SELENBP1 substrates other than methanethiol: SELENBP1 is a thiol oxidase. a, Schematic drawing of the assay developed to test for the capability of SELENBP1 to convert different volatile and non-volatile substrates. The assay was set up in reaction wells in a 384 well-plate. Generation of potential gaseous SELENBP1 substrates through MGL-catalyzed elimination reactions was followed (in adjacent reaction wells) by assessment of the volatile thiols/selenols using Ellman's reagent with spectrophotometric measurement of TNB²⁻ at 412 nm, and by testing for thiol oxidase activity of recombinant SELENBP1 using the volatile substrates (left panel). Liquid substrates were added directly to the SELENBP1 reaction wells (right panel).

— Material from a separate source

PR #1368, opened 2019-09-03
[framework] all phing targets that should not be run in production now ask for permission if in production environment

### LINKED ISSUE #1236: Do not allow destructive phing actions in production without warning
### What is happening
When developer has open more consoles and one of them is in production environemnt, there is chance for running a destructive phing command in production. I do not wish anyone that feeling :smile:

This scheme was created with BioRender.com. b, MGL-catalyzed generation of volatile thiols/selenols, as detected using Ellman's reagent. c, Detection of SELENBP1-catalyzed H₂S and H₂O₂ production from different substrates. Substrates tested and reaction scheme are given on the left. H₂S release (upper right panel) was assessed through lead (II)-acetate indicator paper; image of the lead sulfide precipitates by three independent protein isolates and densitometric quantitation of pixel density are shown. H₂O₂ production (lower right) was quantitated through a fluorometric HRP-coupled assay. All data are given as relative means ± SD from three independent experiments; the standard SELENBP1 substrate methanethiol was set to 1. (MT: methanethiol, ET: ethanethiol, PT: propanethiol, mPT: 2-methyl-1-propanethiol, PeT: 2-propene-1-thiol, BT: butanethiol, PtT: pentanethiol).

Fig. 5

Availability of dietary micronutrients (Cu and Se) is linked to oxidation of food-derived VSCs through the thiol oxidase activity of SELENBP1, resulting in the generation of redox signaling mediators. See text for details. Created with BioRender.com.